With Jaron I went into labor earlier than planned and while surprised I had a feeling he was coming.

This baby...I'm clueless...I think he's coming and then I am like nope...I don't know...and since the big kids were early at 37 (Jaron) weeks and 38 (Janea) weeks I have never gone to my due date so I am like..okay here I am same time as the other two...you can come!  He isn't listening very well so far.   I tell him it's okay to come, Daddy has told him, Jaron has told him, Janea won't talk to my stomach but she has even said it outloud...we are ready for him to come.

So we wait...and wait...and wait...

I HATE WAITING!

Monday, April 4, 2011

Showers of Blessings

Note: pictures will be added later...the camera is packed in the hospital bag and I am not unpacking it and forgetting it if I go into labor!

My church was so generous and had a lovely baby shower for me last Thursday night. We had given away or gotten rid of most if not all of our baby stuff in the past 4-5 years as we had thought that we were done with having babies. Well, surprise surprise...here we are pregnant with basically nothing left. I had a few odds and ends but nothing substantial. The church normally only has showers for first babies but since I was starting over they had one for me. The ladies of my church are such an encouragement. Now baby has towels, sheets, blankets, bowls, spoons and quite a few cute little outfits. We were also blessed with gift cards and such and that has been a blessing with getting a crib mattress and other odds and ends that you don't think about registering for!

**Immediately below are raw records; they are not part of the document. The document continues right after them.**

PR #167, opened 2024-08-01
feat: Add GenesisHash to AttestationStatusClient and reject unexpected updates (BFT-496)

aakoshh:
## What ❔
- [x] Add the initial `GenesisHash` to `AttestationStatus` and change `AttestationStatusWatch::update` to take `GenesisHash` and return an error if the latest from the client indicates a change in genesis. This stops the runner and thus should stop the node itself when the error bubbles up. On external nodes this is redundant with the routine that monitors the main node API for changes. On the main node I shouldn't happen.
- [x] Change `next_batch_to_attest() -> Option<BatchNumber>` into `attestation_status() -> Option<AttestationStatus>` on `AttestationStatusClient`, so it now includes the `GenesisHash` as well.
- [x] `LocalAttestationStatusClient` returns the `GenesisHash` it was started with 

## Why ❔

This came out of a discussion here: https://github.com/matter-labs/zksync-era/pull/2544#discussion_r1699598459 

Notably the `ConsensusDal::attestation_status()` now returns the `GenesisHash`, which I thought was only to signal through the API from the main node to the external nodes that a reorg has happened (which they would eventually learn anyway through polling the genesis endpoint, causing them to restart), and they should not attest for batches if they are on a different fork. The comment raised the issue that on the main node I discarded the `genesis` field from the response because I assumed it can only be the same as the one we started the `Executor` with, and second guessing it in the `BatchStore` would be awkward: the original genesis wasn't available to check against (it's cached in the `BlockStore`) and running a query to fetch it (even if the `PersistentBatchStore` supported it) would just compare it to what it already is. 

The way I handled this mismatch for external nodes was to just stop updating the status by returning `None` and wait for the restart, treating it like any other transient RPC error, it was just logged. It does make sense though to elevate it higher and be able to stop the node if it's in an inconsistent state. 

Now it's part of the `AttestationStatusWatch` because that is what we consider to be our interface with the node, (and not the `AttestationStatusRunner` which is a convenience construct). 

### Reorgs without restart?

If an inconsistency happened on the main node it wouldn't necessarily have to be fatal: if the genesis was allowed to change, and the components such as the `BlockStore` were able to handle it at all, then ostensibly the `AttestationStatus*` stuff could recover as well, for example by resetting the `BatchVotes` if they see a change in the `genesis`. The problem currently is that they might have already received and discarded votes for the new fork, which would not be gossiped again until clients are reconnected. 

Apparently we don't plan to handle regenesis on the fly, so `AttestationStatus::genesis` is only present to prevent any attempt at changing it by _causing_ a restart instead.

### Atomicity

In the first version of this PR the `BatchStore` and `PersistentBatchStore` were also changed to have an `attestation_status()` method that returned a `GenesisHash` along with the `BatchNumber`. The only way I could make sense of this was if 1) changes in genesis while running the main node were allowed and 2) they could happen between calls to `BlockStore::genesis()` and `BatchStore::next_batch_to_attest()`, since those are not atomic methods. We discussed that this will not be supported, the `Genesis` cached in `BlockStore` will not change. Since we only start the `Executor` and the `AttestationStatusRunner` [after regenesis](https://github.com/matter-labs/zksync-era/blob/1d206c0af8f28eb00eb1498d6f2cdbb45ffef72a/core/node/consensus/src/mn.rs#L39) in `zksync-era`, we don't have to worry about this changing. In that light it would be counter intuitive to return the genesis hash from `BatchStore`.

(In the future we could consider using Software Transactional Memory to have an in-memory representation of the state where we can do consistent read and writes between multiple Watch-like references. The DAL is capable of transactional reads, and it would be nice if we could combine reading for example here the genesis and the last/next batch and not have to worry about having to compare hashes, when all of these are local reads.)

### DIFF
--- a/node/actors/network/src/gossip/attestation_status.rs
+++ b/node/actors/network/src/gossip/attestation_status.rs
@@ -6,13 +6,27 @@ use zksync_consensus_roles::attester;
 use crate::watch::Watch;
 
 /// Coordinate the attestation by showing the status as seen by the main node.
-#[derive(Debug, Clone)]
+#[derive(Debug, Clone, PartialEq, Eq)]
 pub struct AttestationStatus {
     /// Next batch number where voting is expected.
     ///
     /// The node is expected to poll the main node during initialization until
     /// the batch to start from is established.
     pub next_batch_to_attest: attester::BatchNumber,
+    // The hash of the genesis of the chain to which the L1 batches belong.
+    //
+    // A change in this value would indicate a reorg on the main node.
+    // On the main node itself this is not expected to change because
+    // a reorg involves a restart, and a regenesis happens before the
+    // executor is started. If it could happen, it could be used to
+    // signal to the `BatchVotes` that votes need to be cleared and
+    // potentially discarded votes received over gossip would need
+    // to be re-acquired (which doesn't happen at the moment unless
+    // the connection is re-established).
+    //
+    // It is not added yet as the system is not expected to be able
+    // to handle changes in the value.
+    //pub genesis: attester::GenesisHash,
 }
 
 /// The subscription over the attestation status which voters can monitor for change.
--- a/node/actors/network/src/gossip/attestation_status.rs
+++ b/node/actors/network/src/gossip/attestation_status.rs
@@ -72,6 +72,17 @@ impl AttestationStatusWatch {
                 status.genesis,
                 genesis
             );
+            // The next batch to attest moving backwards could cause the voting process
+            // to get stuck due to the way gossiping works and the BatchVotes discards
+            // votes below the expected minimum: even if we clear the votes, we might
+            // not get them again from any peer. By returning an error we can cause
+            // the node to be restarted and connections re-established for fresh gossip.
+            anyhow::ensure!(
+                status.next_batch_to_attest <= next_batch_to_attest,
+                "next batch to attest moved backwards: {} -> {}",
+                status.next_batch_to_attest,
+                next_batch_to_attest
+            );
         }
         this.send_if_modified(|status| {
             if status.next_batch_to_attest == next_batch_to_attest {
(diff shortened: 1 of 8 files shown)


node/actors/network/src/gossip/attestation_status.rs
```diff
@@ -6,13 +6,27 @@ use zksync_consensus_roles::attester;
...
+    // a reorg involves a restart, and a regenesis happens before the
+    // executor is started. If it could happen, it could be used to
+    // signal to the `BatchVotes` that votes need to be cleared and
+    // potentially discarded votes received over gossip would need
+    // to be re-acquired (which doesn't happen at the moment unless
+    // the connection is re-established).
+    //
+    // It is not added yet as the system is not expected to be able
+    // to handle changes in the value.
+    //pub genesis: attester::GenesisHash,
```
pompon0, line 29: We are not (ever) going to add support for changing the genesis in runtime. All I meant is that change of AttestationStatus with mismatching genesis hash should not be accepted by AttestationStatusWatch.

aakoshh: Okay, I can move the check into the `AttestationStatusWatch::update` and return an error from there instead. 

But then I'm again not sure that `BatchStore` and `PersistentBatchStore` should be returning `GenesisHash` if we know it can only ever be the same as `BlockStore::genesis()`.

pompon0: true, there is no need for fetching genesis through PersistentBatchStore/BatchStore

aakoshh: Okay great, then I'll revert those two to return `next_batch_to_attest`.

pompon0 (approved):

node/actors/network/src/gossip/attestation_status.rs
```diff
@@ -43,14 +54,32 @@ impl AttestationStatusWatch {
...
+                status.genesis == genesis,
+                "the attestation status genesis changed: {:?} -> {:?}",
+                status.genesis,
+                genesis
+            );
+        }
         this.send_if_modified(|status| {
             if status.next_batch_to_attest == next_batch_to_attest {
                 return false;
             }
```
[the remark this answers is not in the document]
aakoshh: Okay. I didn't think that was a showstopper, in that it could, but not necessarily will lead to getting stuck. I suppose returning an error will force a restart and get us out of a jam.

Dan's work also had a shower for him! He called me Friday on his way home from work and said that they had a shower for him! We received lots of diapers and wipes...I'm well stocked up on newborn size and size 1! Some cute clothes and two cute teddy bears. They also gave us a few gift cards and all the extra help has been a blessing.

We are feeling loved and supported by friends and coworkers and are ready to meet this little person. I'm hoping he comes this week...I'm much more uncomfortable and so ready to meet our little guy! Thank you to everyone who help to make us feel so loved and we are totally blown away by your generosity!

Friday, April 1, 2011

Pictures from Our Life - Kitchen Stuff

Dan asked Janea to get him a cup of tea an put 2 bags of Lemon Zinger in a cup with water...she did so and emptied the bags into the water....Oops...here's the cup of tea that daddy didn't drink! Later...that evening Janea then tried to help out by melting some cheese for us to dip some yummy chips in~! She microwaved it for too long creating a cheese donut...it tasted good just wasn't good for dipping!

Dan discovered a bag of Red potatoes that had Sprouted in the pantry...they looked so cool we had to take a picture!